»»
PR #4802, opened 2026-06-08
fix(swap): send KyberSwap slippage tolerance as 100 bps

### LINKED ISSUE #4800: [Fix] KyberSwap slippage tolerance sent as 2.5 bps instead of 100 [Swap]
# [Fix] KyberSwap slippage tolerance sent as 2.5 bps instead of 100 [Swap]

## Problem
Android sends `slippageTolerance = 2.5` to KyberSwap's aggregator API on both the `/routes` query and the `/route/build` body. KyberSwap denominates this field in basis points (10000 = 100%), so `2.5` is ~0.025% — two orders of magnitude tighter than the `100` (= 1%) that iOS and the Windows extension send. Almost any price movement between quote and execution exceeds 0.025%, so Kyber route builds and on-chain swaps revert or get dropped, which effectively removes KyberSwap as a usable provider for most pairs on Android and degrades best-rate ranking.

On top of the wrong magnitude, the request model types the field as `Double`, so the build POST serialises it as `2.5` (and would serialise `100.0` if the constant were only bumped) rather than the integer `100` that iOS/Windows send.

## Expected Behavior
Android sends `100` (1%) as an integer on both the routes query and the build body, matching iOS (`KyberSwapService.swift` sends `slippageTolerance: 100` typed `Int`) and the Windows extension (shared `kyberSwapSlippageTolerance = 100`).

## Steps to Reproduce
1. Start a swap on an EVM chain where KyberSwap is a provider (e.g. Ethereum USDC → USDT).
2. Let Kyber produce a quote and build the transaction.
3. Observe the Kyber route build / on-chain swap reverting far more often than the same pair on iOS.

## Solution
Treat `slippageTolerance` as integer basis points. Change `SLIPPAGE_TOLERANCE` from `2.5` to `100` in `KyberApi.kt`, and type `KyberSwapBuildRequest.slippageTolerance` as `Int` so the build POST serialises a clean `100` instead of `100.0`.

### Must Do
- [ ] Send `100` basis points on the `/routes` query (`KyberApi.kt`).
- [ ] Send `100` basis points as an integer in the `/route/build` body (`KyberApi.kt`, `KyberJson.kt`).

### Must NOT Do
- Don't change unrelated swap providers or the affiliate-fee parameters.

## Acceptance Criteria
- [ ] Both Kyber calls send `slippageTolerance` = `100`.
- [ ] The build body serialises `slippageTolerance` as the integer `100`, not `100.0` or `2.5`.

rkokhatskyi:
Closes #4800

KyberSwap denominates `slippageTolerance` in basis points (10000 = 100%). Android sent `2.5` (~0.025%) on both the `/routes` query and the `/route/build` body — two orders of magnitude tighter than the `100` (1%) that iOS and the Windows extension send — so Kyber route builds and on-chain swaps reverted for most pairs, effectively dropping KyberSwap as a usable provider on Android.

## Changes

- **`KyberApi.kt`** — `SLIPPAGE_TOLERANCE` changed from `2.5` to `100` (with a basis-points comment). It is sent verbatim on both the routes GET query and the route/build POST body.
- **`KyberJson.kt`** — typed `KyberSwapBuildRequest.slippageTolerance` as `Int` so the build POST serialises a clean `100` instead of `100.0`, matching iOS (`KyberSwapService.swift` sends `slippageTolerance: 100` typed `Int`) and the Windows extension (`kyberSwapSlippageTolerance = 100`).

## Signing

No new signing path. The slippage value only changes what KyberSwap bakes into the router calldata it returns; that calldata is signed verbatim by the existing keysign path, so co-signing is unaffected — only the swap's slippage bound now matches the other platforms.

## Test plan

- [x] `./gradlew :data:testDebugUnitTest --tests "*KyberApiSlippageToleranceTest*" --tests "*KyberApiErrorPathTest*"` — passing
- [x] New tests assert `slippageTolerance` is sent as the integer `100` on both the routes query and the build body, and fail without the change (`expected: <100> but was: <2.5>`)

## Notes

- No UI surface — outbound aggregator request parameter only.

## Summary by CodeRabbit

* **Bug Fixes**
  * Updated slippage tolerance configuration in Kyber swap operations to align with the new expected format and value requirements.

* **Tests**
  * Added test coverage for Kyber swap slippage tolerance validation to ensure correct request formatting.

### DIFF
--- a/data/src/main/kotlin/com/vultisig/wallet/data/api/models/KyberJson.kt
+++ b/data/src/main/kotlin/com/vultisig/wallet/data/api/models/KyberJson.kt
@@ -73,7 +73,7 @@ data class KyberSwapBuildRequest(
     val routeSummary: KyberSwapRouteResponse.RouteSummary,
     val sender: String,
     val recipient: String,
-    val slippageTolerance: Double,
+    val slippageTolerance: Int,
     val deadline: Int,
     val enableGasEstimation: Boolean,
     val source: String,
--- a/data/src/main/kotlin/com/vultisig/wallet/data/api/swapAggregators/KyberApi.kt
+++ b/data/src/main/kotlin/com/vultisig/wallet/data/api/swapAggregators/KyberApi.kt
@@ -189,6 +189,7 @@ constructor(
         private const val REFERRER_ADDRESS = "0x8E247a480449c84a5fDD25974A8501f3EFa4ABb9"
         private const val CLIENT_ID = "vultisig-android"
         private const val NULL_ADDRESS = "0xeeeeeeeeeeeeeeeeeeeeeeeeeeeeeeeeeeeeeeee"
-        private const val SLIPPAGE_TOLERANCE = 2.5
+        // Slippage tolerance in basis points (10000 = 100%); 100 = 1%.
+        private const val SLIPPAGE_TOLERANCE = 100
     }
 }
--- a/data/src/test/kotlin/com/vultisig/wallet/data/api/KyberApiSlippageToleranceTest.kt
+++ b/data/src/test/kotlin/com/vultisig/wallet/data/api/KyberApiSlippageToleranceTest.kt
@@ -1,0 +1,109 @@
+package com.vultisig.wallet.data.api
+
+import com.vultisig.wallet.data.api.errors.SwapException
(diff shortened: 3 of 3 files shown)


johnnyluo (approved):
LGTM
««
** Required work **
If a line in the records above holds the string "verbatim", copy it.

** Response to the exercise **
- **`KyberApi.kt`** — `SLIPPAGE_TOLERANCE` changed from `2.5` to `100` (with a basis-points comment). It is sent verbatim on both the routes GET query and the route/build POST body.
No new signing path. The slippage value only changes what KyberSwap bakes into the router calldata it returns; that calldata is signed verbatim by the existing keysign path, so co-signing is unaffected — only the swap's slippage bound now matches the other platforms.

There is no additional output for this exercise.